FileCopy(sFile, "c:\temp\TX" & Format$(Now, "yymmdd") & Trim$(Str$(iSecs)) & ".txt")
Dim OutFile As New System.IO.StreamWriter(sOutFile)
'Write header
OutFile.WriteLine("outlet,dept,epos,tots sold,total price,date of sales")
iLine = 0
Do While InFile.Peek() <> -1
'Read in text
iLine = iLine + 1
sText = InFile.ReadLine
sText = sText.Replace(",", "")
If Len(sText) > 2 And Len(sText) < 9 Then
If Mid$(sText, 3, 1) = "-" Then ' Department Name
sText = sText & Space(9 - Len(sText))
End If
End If
'Process all rows except header row - read data into array
If Len(sText) > 8 Then
Select Case Left(sText, 7)
Case "Consoli" ' Ignore
Case "Quanti " ' Ignore
Case "Group b" ' Ignore - but next row is the Hotel Name
iLine = iLine + 1
sText = InFile.ReadLine
sText = sText.Replace(",", "")
sHotel = Trim$(Left(sText, 20)) 'The username follows so we may truncate the hotel name
Case "Date ra" ' End date
sEndDate = Mid$(sText, 29, 2) & "/" & Mid$(sText, 32, 2) & "/" & Mid$(sText, 35, 4)

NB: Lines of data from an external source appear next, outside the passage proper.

PR #1887, opened 2017-04-25
ServiceMapper should return a ZuulRoute

saiyedzaidi:
ServiceMapper should return a ZullRoute to allow full configuration of the routes created by it. At this time it hides everything else other than the path and location.

### DIFF
--- a/spring-cloud-netflix-core/src/main/java/org/springframework/cloud/netflix/zuul/filters/discovery/DiscoveryClientRouteLocator.java
+++ b/spring-cloud-netflix-core/src/main/java/org/springframework/cloud/netflix/zuul/filters/discovery/DiscoveryClientRouteLocator.java
@@ -113,7 +113,6 @@ public class DiscoveryClientRouteLocator extends SimpleRouteLocator
 			for (String serviceId : services) {
 				// Ignore specifically ignored services and those that were manually
 				// configured
-				String key = "/" + mapRouteToService(serviceId) + "/**";
 				if (staticServices.containsKey(serviceId)
 						&& staticServices.get(serviceId).getUrl() == null) {
 					// Explicitly configured with no URL, cannot be ignored
@@ -124,10 +123,11 @@ public class DiscoveryClientRouteLocator extends SimpleRouteLocator
 						staticRoute.setLocation(serviceId);
 					}
 				}
+				final ZuulRoute dynamicRoute = this.serviceRouteMapper.applyRoute(serviceId);
 				if (!PatternMatchUtils.simpleMatch(ignored, serviceId)
-						&& !routesMap.containsKey(key)) {
+						&& !routesMap.containsKey(dynamicRoute.getLocation())) {
 					// Not ignored
-					routesMap.put(key, new ZuulRoute(key, serviceId));
+					routesMap.put(dynamicRoute.getLocation(), dynamicRoute);
 				}
 			}
 		}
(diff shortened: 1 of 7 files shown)


pivotal-issuemaster:
@saiyedzaidi Please sign the [Contributor License Agreement](https://cla.pivotal.io/sign/spring?repositoryId=spring-cloud/spring-cloud-netflix&pullRequestId=1887)!

[Click here](https://cla.pivotal.io/sync/spring?repositoryId=spring-cloud/spring-cloud-netflix&pullRequestId=1887) to manually synchronize the status of this Pull Request.

pivotal-issuemaster:
@saiyedzaidi Thank you for signing the [Contributor License Agreement](https://cla.pivotal.io/sign/spring?repositoryId=spring-cloud/spring-cloud-netflix&pullRequestId=1887)!

saiyedzaidi:
@spencergibb Could you please review this PR ? This change is an update on the PR [Add Zuul Proxy regex serviceId to route mapping](https://github.com/spring-cloud/spring-cloud-netflix/pull/699).  I think the PatternServiceRouteMapper  is a good idea, but its interface should be more generic and allow setting all Route properties.

spencergibb:
I'm afraid I need you to explain the need for this in more detail.

saiyedzaidi:
PatternServiceMapper is an implementation of ServiceMapper. This interface allows for creating routes from the serviceId. The PatternServiceMapper specifically was made with the intention of detecting version number from the serviceId having a pattern of domainName-serviceName-vVersionNumber and map them to routes like /versionNumber/domainName/serviceName. This was is version in the master branch at the moment. It works well.
But its is limited by the fact that the ServiceMapper interface is designed just to take a String serviceId and return a String path. Hence using the interface in its current state we are stuck with the default configuration of ZullRoute, that is stripPrefix as true, retryable as false, customHeaders as false and blank.
The interface needs to be free from this specific purpose implementation and allow for a common way embedding the dynamic routes into the class DiscoveryClientRouteLocator.java that is using it now.
Also, the logic about how a serviceId gets converted into a Route should not be leaked outside the ServiceMapper implementation.
This standardisation of returning a complete ZuulRoute from ServiceMapper would eventually allow for declaring of ServiceMapper purely using Route like properties.
The older methods are retained to avoid breaking existing code. They are marked deprecated, hoping we can remove them sometime.

Please let me know if I should annotate the specific lines to show what's changed.

spencergibb:
I'm still trying to wrap my head around this. Seems like a discussion might have been a good idea before a PR.

You want to be able to set default values for `stripPrefix`, `retryable` and `sensitiveHeaders` in `DiscoveryClientRouteLocator` (since that is the only place `ServiceRouteMapper` is used).

Seems like that could be accomplished with some simple configuration properties.

saiyedzaidi:
The PR proposes that the `ZuulRoute` creation from `serviceId` should not be embedded inside `DiscoveryClientRouteLocator ` but totaly customisable using `ServiceRouteMapper `.
The default values for `stripPrefix`, `retryable `and `sensitiveHeaders` from  `DiscoveryClientRouteLocator ` could be the default/fallback values.
Even applying the default values for the configuration could not have been achieved without code change as the `DiscoveryClientRouteLocator ` is creating `ZululRoute` using `ZuulRoute(String path, String location)` ignoring other property values.
Also, I think, the `ServiceRouteMapper `should own the `ZuulRoute `it is creating, fully. This will allow for full control over these properties from the custom implementations supplied by users.
If we do not think it adds value, I am ok closing this PR down.

spencergibb:
If we decide to do this, we'll be targeting the Edgware release this summer, should be merged in the next week or two.

spencergibb:

PR #1910, opened 2017-05-02
Fix Feign Compression Config Order

### LINKED ISSUE #1580: Feign can never compress request/response.
It seems that the feign's compression won't work. My version is Spring Cloud Camden SR3.

Here goes my configuration.

application.properties

```
feign.compression.response.enabled=true
feign.compression.request.enabled=true
feign.compression.request.mime-types=text/xml,application/xml,application/json
feign.compression.request.min-request-size=2048
```

I found the compression won't work. When I debuged the feign service, I  found that the code can never be loaded. like the pic below.

Then I go into the code, in `spring-cloud-netflix-core`

```java
@Configuration
@EnableConfigurationProperties(FeignClientEncodingProperties.class)
@ConditionalOnClass(Feign.class)
@ConditionalOnBean(ApacheHttpClient.class)
@ConditionalOnProperty(value = "feign.compression.request.enabled", matchIfMissing = false)
@AutoConfigureBefore(FeignAutoConfiguration.class)
public class FeignContentGzipEncodingAutoConfiguration {

    @Bean
    public FeignContentGzipEncodingInterceptor feignContentGzipEncodingInterceptor(FeignClientEncodingProperties properties) {
        return new FeignContentGzipEncodingInterceptor(properties);
    }
}
```

In this line:

```
@ConditionalOnBean(ApacheHttpClient.class)
```

this class ApacheHttpClient, is in the jar `feign-httpclient` .

but the  dependency is even not in the classpath. Here goes my POM.XML

```xml
  <dependencies>
    <dependency>
      <artifactId>spring-boot-starter-web</artifactId>
    </dependency>
    <dependency>
      <artifactId>spring-boot-starter-actuator</artifactId>
    </dependency>

    <dependency>
      <artifactId>spring-cloud-starter-eureka</artifactId>
    </dependency>

    <dependency>
      <artifactId>spring-cloud-starter-feign</artifactId>
    </dependency>
  </dependencies>

  <!-- 引入spring cloud的依赖 -->
  <dependencyManagement>
    <dependencies>
      <dependency>
        <artifactId>spring-cloud-dependencies</artifactId>
        <version>Camden.SR3</version>
        <type>pom</type>
        <scope>import</scope>
      </dependency>
    </dependencies>
  </dependencyManagement>
```

So, I added the denpency mannally.

```xml
    <dependency>
      <groupId>io.github.openfeign</groupId>
      <artifactId>feign-httpclient</artifactId>
    </dependency>
```

BUT even I did this, Feign's compression can never work.

## My Question

* What's wrong?
* Is it a bug?
* feign.compression.request.min-request-size=2048    Does it mean 2048 byte?

ryanjbaxter:
Fixes #1580

### DIFF
--- a/spring-cloud-netflix-core/src/main/java/org/springframework/cloud/netflix/feign/encoding/FeignAcceptGzipEncodingAutoConfiguration.java
+++ b/spring-cloud-netflix-core/src/main/java/org/springframework/cloud/netflix/feign/encoding/FeignAcceptGzipEncodingAutoConfiguration.java
@@ -18,7 +18,8 @@ package org.springframework.cloud.netflix.feign.encoding;
 
 import feign.Feign;
 import feign.httpclient.ApacheHttpClient;
-import org.springframework.boot.autoconfigure.AutoConfigureBefore;
+
+import org.springframework.boot.autoconfigure.AutoConfigureAfter;
 import org.springframework.boot.autoconfigure.condition.ConditionalOnBean;
 import org.springframework.boot.autoconfigure.condition.ConditionalOnClass;
 import org.springframework.boot.autoconfigure.condition.ConditionalOnProperty;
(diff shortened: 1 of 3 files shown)


spencergibb:
Does it work moving from before to after?

ryanjbaxter:
According to @jpuigsegur and @pgonzalezgua, yes

spencergibb:
OK, wonder if there is a way to test. If not, LGTM.

ryanjbaxter:
@spencergibb I wrote up a simplistic test which makes sure the configuration is enabled.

tdate = CDate(sEndDate).AddDays(-1)
sEndDate = tdate.ToString("dd/MM/yyyy")
Case Else 'Possible Code
If Mid$(sText, 3, 1) = "-" Then ' Department Name
sDept = Trim(sText)
Else
If IsNumeric(Left(sText, 7)) Then 'Got a code
sPLU = Trim(Str(Val(Left(sText, 7))))
'We don't know where the description ends as it contains spaces
'So best way is to start at the end and work back...
iEnd = Len(sText)
iField = 0
For c = iEnd To 9 Step -1
If Not (Mid(sText, c, 1) = " ") Or iField > 10 Then
sTemp = Mid(sText, c, 1) & sTemp
Else
iField = iField + 1
If iField = 9 Then
sValue = sTemp
ElseIf iField = 11 Then
sTots = sTemp
End If
sTemp = ""
End If
Next
If iField = 10 Then
sTots = Trim(sTemp)
sDesc = ""
Else
sDesc = Trim$(sTemp)
End If
'lookup code
productrow = rstx.Select("FileID = 'Chester' and PLU = '" & sPLU & "'")

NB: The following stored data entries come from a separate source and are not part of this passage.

Issue #1598, opened 2017-01-08
SimpleRouteLocator: Change fields from private to protected to support extension


nafiux:
Hi team, I want to implement my own `public Route getMatchingRoute(final String path)` method, and I would like to extend the functionality from **SimpleRouteLocator**, the problem is that the fields are **privated** and I should implement all the code again.

I think that changing **private** to **protected** will do the trick. I don't want to redo all the code since that implies more responsibility to maintain a healthily code.

Please let me know if it's suitable. Thanks.

spencergibb:
Pull requests welcome, though I'd prefer protected getters rather than protected fields.

PR #1927, opened 2017-05-09
Expose some private fields via protected getters to allow easier customization. Fixes gh-1598

TheSentinel454:


TheSentinel454:
Sorry, it looks like I pulled in some unwanted changes.  Closing while I clean this up.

If productrow.Length = 0 Then ' product not found
iMax = iMax + 1
rstx.Rows.Add(sSchema, sPLU, sDesc, False)
LUse = True
Else
LUse = Not productrow(0)("Exclude")
End If
If (Val(sTots) + Val(sValue) > 0) And LUse Then ' We have a non-zero sale or value and it is not excluded
OutFile.WriteLine(sHotel & "," & sDept & "," & sPLU & "," & sTots & "," & sValue & "," & sEndDate)
End If
End If
End If
End Select
End If
Loop
'dbAdapter.Update(dsTX.Tables(0))
'Close input / output csv files
'rstx.Rows.Add("303030", "Another Test", False)

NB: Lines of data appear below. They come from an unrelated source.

PR #1928, opened 2017-05-09
Expose some private fields via protected getters to allow easier cust…

TheSentinel454:
…omization. Fixes gh-1598

### DIFF
--- a/spring-cloud-netflix-core/src/main/java/org/springframework/cloud/netflix/zuul/filters/SimpleRouteLocator.java
+++ b/spring-cloud-netflix-core/src/main/java/org/springframework/cloud/netflix/zuul/filters/SimpleRouteLocator.java
@@ -22,7 +22,6 @@ import java.util.LinkedHashMap;
 import java.util.List;
 import java.util.Map;
 import java.util.Map.Entry;
-import java.util.Optional;
 import java.util.concurrent.atomic.AtomicReference;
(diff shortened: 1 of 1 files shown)


ryanjbaxter:
Not sure I see the need for these changes, can you elaborate on the use case?

TheSentinel454:
Basically, if I want to create a custom Route Locator, but base it off of a lot of the SimpleRouteLocator functionality, I can't do so without copying and pasting a lot of the functionality that is in the Simple Route Locator.  Instead, if we make the fields available via protected getters, we can inherit a lot of the core functionality and just customize the portion we want, such as the getMatchingRoute method.

Does that help?

ryanjbaxter:
I can buy some of this, but some of those variables are just used in logging in `getMatchingRoute`, maybe we could add a utility method for that functionality and make that protected?

TheSentinel454:
Yea, that makes sense. Let me try to rework this a bit.

Thanks for the feedback!

-Luke Tornquist

TheSentinel454:
@ryanjbaxter I've updated the PR based on your suggestions.  I also did some updating of the logic to kind of clean it up, such as adding the optional return type for the getZuulRoute method.

Let me know what you think.

spencergibb:
Master is still Java 7, please remove the optional reference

dbAdapter.UpdateCommand = cmdbuilder.GetUpdateCommand(True)
dbAdapter.InsertCommand = cmdbuilder.GetInsertCommand(True)
dbAdapter.DeleteCommand = cmdbuilder.GetDeleteCommand()
changes = rstx.GetChanges()
If changes IsNot Nothing Then dbAdapter.Update(changes)
InFile.Close()
OutFile.Close()
con.Close()
1 个解决方案
#1
Try itextSharp. itextSharp is a .NET DLL with the help of which you can extract content from PDF. Click here for reference & sample code(although code is in c#, its just a reference to give you an idea).
试试itextSharp。 itextSharp是一个.NET DLL,借助它可以从PDF中提取内容。点击这里查看参考和示例代码(尽管代码在c#中,它只是一个给你一个想法的参考)。
#1
Try itextSharp. itextSharp is a .NET DLL with the help of which you can extract content from PDF. Click here for reference & sample code(although code is in c#, its just a reference to give you an idea).
试试itextSharp。 itextSharp是一个.NET DLL,借助它可以从PDF中提取内容。点击这里查看参考和示例代码(尽管代码在c#中,它只是一个给你一个想法的参考)。